◆ **Exercise**
Only one stretch of the data is wanted: the line containing "PR #656, opened 2023-04-12", the line containing "--- a/.github/workflows/run-tests.yml", and every line between them, copied exactly.

◆ **Available data**
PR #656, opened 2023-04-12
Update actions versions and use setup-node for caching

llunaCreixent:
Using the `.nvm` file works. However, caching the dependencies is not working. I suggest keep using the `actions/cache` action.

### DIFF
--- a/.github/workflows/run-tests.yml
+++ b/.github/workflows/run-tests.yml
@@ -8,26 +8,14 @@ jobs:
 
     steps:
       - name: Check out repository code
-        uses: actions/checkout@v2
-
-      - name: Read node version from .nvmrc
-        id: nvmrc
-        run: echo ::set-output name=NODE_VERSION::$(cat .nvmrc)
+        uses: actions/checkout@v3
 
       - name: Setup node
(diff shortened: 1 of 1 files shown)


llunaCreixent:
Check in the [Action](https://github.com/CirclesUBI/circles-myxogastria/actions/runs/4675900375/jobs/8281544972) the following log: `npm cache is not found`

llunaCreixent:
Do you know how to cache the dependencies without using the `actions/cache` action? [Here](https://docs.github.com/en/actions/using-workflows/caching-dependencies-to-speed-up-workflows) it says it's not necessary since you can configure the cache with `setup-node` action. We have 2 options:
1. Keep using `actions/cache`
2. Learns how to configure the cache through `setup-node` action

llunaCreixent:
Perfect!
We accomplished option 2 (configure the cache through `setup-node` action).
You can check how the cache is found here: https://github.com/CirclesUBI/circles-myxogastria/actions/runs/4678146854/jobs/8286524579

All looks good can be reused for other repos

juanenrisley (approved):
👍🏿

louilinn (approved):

...

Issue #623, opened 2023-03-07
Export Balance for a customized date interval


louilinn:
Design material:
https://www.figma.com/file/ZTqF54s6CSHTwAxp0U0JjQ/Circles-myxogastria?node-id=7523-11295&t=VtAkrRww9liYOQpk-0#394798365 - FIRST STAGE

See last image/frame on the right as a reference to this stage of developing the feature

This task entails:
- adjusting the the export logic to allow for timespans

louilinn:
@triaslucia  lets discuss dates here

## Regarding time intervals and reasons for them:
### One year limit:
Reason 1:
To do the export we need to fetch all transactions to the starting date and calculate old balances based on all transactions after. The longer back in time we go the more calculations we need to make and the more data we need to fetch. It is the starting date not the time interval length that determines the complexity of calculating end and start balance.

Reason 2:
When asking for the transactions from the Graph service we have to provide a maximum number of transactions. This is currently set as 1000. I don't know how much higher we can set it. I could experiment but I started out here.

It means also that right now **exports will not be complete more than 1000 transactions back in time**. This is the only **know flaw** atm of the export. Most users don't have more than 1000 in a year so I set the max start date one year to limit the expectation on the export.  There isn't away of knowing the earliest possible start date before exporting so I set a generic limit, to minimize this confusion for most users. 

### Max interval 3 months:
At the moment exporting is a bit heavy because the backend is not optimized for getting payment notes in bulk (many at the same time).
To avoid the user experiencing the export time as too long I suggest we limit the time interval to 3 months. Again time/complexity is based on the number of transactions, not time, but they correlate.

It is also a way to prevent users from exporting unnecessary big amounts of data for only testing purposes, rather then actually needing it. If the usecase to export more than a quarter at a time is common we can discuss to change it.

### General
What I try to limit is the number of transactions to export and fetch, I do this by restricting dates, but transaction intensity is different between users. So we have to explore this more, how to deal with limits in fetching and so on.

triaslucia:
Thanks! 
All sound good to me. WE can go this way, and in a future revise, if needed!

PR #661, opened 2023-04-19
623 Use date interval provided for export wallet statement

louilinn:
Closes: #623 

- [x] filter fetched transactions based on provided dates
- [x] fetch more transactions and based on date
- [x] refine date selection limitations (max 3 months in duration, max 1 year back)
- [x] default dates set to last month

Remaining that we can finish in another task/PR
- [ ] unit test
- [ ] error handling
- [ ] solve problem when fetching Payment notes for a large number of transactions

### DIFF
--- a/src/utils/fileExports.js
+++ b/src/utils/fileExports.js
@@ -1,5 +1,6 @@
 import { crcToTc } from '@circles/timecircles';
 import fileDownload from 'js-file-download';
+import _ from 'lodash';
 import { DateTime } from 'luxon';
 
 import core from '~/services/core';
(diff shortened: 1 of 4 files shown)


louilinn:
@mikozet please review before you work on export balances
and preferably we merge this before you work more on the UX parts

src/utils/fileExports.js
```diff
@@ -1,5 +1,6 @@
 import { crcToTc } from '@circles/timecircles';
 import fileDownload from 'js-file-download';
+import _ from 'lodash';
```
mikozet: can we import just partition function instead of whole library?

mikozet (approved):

◆ **Task output**
PR #656, opened 2023-04-12
Update actions versions and use setup-node for caching

llunaCreixent:
Using the `.nvm` file works. However, caching the dependencies is not working. I suggest keep using the `actions/cache` action.

### DIFF
--- a/.github/workflows/run-tests.yml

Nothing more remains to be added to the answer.